======== Data to process
PR #1201, opened 2015-04-01
use __FILE__ for logging

mfrederickson:
Added the logging to those where it was missing, and also swapped devise and secret token initializers since the newer devise will need the token.

### DIFF
--- a/config/initializers/00-inflections.rb
+++ b/config/initializers/00-inflections.rb
@@ -1,5 +1,7 @@
 # Be sure to restart your server when you modify this file.
 
+Rails.logger.debug "Starting #{File.basename(__FILE__)} at #{Time.now.to_s}"
+
 # Add new inflection rules using the following format
 # (all these examples are active by default):
 ActiveSupport::Inflector.inflections do |inflect|
@@ -14,3 +16,5 @@ end
 # ActiveSupport::Inflector.inflections(:en) do |inflect|
 #   inflect.acronym 'RESTful'
 # end
+
+Rails.logger.debug "Completed #{File.basename(__FILE__)} at #{Time.now.to_s}"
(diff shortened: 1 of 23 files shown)


augustf:
@mfrederickson So you're thinking the order change will overcome the issue we were discussing in the Devise upgrade ticket?

mfrederickson:
No.  That's something else.  Devise 3.latest needs a secret key token, we're currently on 3.0.4 I think.  I'm going to look into that other problem later today-- it could be that it wont be a problem with the latest devise (or maybe easier to find a solution for).

zr2d2:
I like the interpolation of  `File.basename`. Now that all the messages are the same, could the initializer be passed as a block to a logging method to dry this up?

mfrederickson:
I'm not sure Zach, I looked for a before/after that would fire for each initializer, but it looks like only one fires before all of the them and only one after.

augustf:
@mfrederickson I think we can, in the new Devise config, just use our existing secret token for devise by setting it in the devise initializer, assuming it's in scope at that point.

mfrederickson:
@augustf it will be since we just swapped their order.

zr2d2:
just because it comes before doesn't mean it will be in scope. Ruby has
[scope gates](http://hopsoft.github.io/blog/ruby-metaprogramming-idioms/),
so scoping behaves differently than in other languages


Zach Rowe

augustf:
Luckily, I don't think anything that esoteric will come into play. The token is/can be stored in the DB or an environment variable.

zr2d2:
I would argue that knowing how ruby works is important when writing in
ruby, it is for your edification


Zach Rowe

augustf:
"Questions are a burden to others; answers a prison for oneself." --The Prisoner

mfrederickson:
Thanks for the edification and the banter-- both were enjoyable.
================
**Goal of the exercise:**
Your answer should be one number, the count of lines in the records that contain the string "since".

**Answer to the problem:**
2